Unfortunately, ever since the outbreak of the Russia-Ukraine conflict 14 months ago, there has never been any serious/sincere effort from the NATO, the EU or the G7 to prevail upon the warring nations to cease hostilities.

The sad part of the unfolding story, therefore, is that the West seems hell-bent on strangling Moscow through penury and starvation to a slow, painful destruction. By doing so, the G7 seems to be ignoring the fundamental principle of behavioural psychology since the dawn of human history. If pushed to the wall without an escape route for survival, a suicidal counter-attack is the inevitable outcome, thereby resulting in mutually assured destruction (MAD).

The West seems to be keen on prolonging the macabre dance of death and destruction, inflicting colossal damage on itself.

The West must remember that both the much-publicised proposed economic/financial ‘sanctions’ imposed by the G7 to cripple the adversary and the stamina as well as endurance of the sanctioned nation have shelf lives as they depend on who blinks first or who outruns the other, and when.

Let’s take a few examples from history to visualise as to what could be the way to surviving or thriving. In the 431-404 BC Peloponnesian War fought between Athens and Sparta, ‘a trade boycott imposed by Athens on Sparta’s ally Megara’ led to the 27-year-long war, resulting in much misery and ruin, according to great chronicler Thucydides.

In modern times, the then US President Woodrow Wilson, perhaps, was the earliest to recognise sanctions as a “peaceful, silent, deadly remedy” to fix an adversary as “there will be no need for force.”

In less than 23 years, Wilson’s successors, despite imposing a fuel and steel embargo on Japan, provoked Tokyo to launch a deadly pre-emptive strike on the US, thereby escalating and transforming a European war into World War II. Sanctions have proved to be good in theory but bad in practice. Sanctions don’t necessarily restrict or nip a war in the bud because every living species is bound to counter-attack when death is imminent and inevitable. The law of nature stands ‘as is where is’ since time immemorial.

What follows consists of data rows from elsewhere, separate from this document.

PR #5031, opened 2023-03-22
add copyright and licence information

andife:
### Description
next files with added copyright and licences


docs/CONTRIBUTING.md
```diff
@@ -1,3 +1,7 @@
+<!--
+Copyright (c) ONNX Project Contributors
+-->
+
```
jcwchen, line 4: Duplicate `<!--Copyright (c) ONNX Project Contributors-->`?

docs/docsgen/source/requirements.txt
```diff
@@ -1,3 +1,6 @@
+# Copyright (c) ONNX Project Contributors
+#
+# SPDX-License-Identifier: Apache-2.0
```
jcwchen, line 4: Probably fine that not to add license in requirements.txt?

One just has to visualise the world’s battlefields to understand how ferocious hand-to-hand fights or ‘death-wish’ combatants are a part of a nation’s folklore.

Hence, the bottom line of conventional war even today, like the Russia-Ukraine conflict, is the death of countless soldiers. No nation can fight a long-drawn land war without an inexhaustible supply of able-bodied men awaiting their turn for the grave. The death zone is a frightening prospect for the wealthy nations, especially the West, which started it and got a taste of their aggression in the two wars of the 20th century and are now petrified to see the scale of fatality in mainland Europe.

The West realises well that today, it cannot physically fight Napoleonic or Hitlerian wars in its own backyard. Contemporary Europe faces twin debilitating factors: “slowest (mostly minus) growing population” in 28 nations and lowest fertility rate in 22 countries. The West can be physically present only inside Ukraine. It’s bizarre because direct military action by the West is impossible for one reason or another; nay, both the rapid demographic devastation and the irreversible economic damage.

Hence, when “doing nothing” is likely to be seen as complicity, “something’s to be done to express morality of solidarity”, something that at least sends a clear signal to the world that what the alleged aggressor is doing has the disapproval of the mighty G7, EU and NATO.

Sanctions, therefore, are the first as well as the last resort, not physical participation, to help Ukraine. Today, Ukraine’s condition is like that of Poland, Bohemia, Moravia and Slovakia before and during World War II.

It’s NATO (no action, talk only) for Ukraine. Arms to Ukraine, sanctions against Russia — both strategies have been in vain so far.